Using QSAR to predict polymer-drug interactions for drug delivery

Abstract

Affinity-mediated drug delivery utilizes electrostatic, hydrophobic, or other non-covalent interactions between molecules and a polymer to extend the timeframe of drug release. Cyclodextrin polymers exhibit affinity interaction, however, experimentally testing drug candidates for affinity is time-consuming, making computational predictions more effective. One option, docking programs, provide predictions of affinity, but lack reliability, as their accuracy with cyclodextrin remains unverified experimentally. Alternatively, quantitative structure-activity relationship models (QSARs), which analyze statistical relationships between molecular properties, appear more promising. Previously constructed QSARs for cyclodextrin are not publicly available, necessitating an openly accessible model. Around 600 experimental affinities between cyclodextrin and guest molecules were cleaned and imported from published research. The software PaDEL-Descriptor calculated over 1,000 chemical descriptors for each molecule, which were then analyzed with R to create several QSARs with different statistical methods. These QSARs proved highly time efficient, calculating in minutes what docking programs could accomplish in hours.
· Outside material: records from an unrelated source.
PR #39, opened 2020-08-05
add Positive Videos page and integrate datastore

nif33:
This is a lot of files but this will be my last PR, it
-creates an HTML page for positive videos (pretty much the same as popular.html)
-positive.js fetches from backend database (very similar to popular.js)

Additionally, on test sets, QSARs reached R2 values of around 0.7–0.8. The speed, accuracy, and accessibility of these QSARs improve evaluation of individual drugs and facilitate screening of large datasets for potential candidates in cyclodextrin affinity-based delivery systems. An app was built to rapidly access model predictions for end users using the Shiny library. To demonstrate the usability for drug release planning, the QSAR predictions were coupled with a mechanistic model of diffusion within the app. Integrating new modules should provide an accessible approach to use other cheminformatic tools in the field of drug delivery.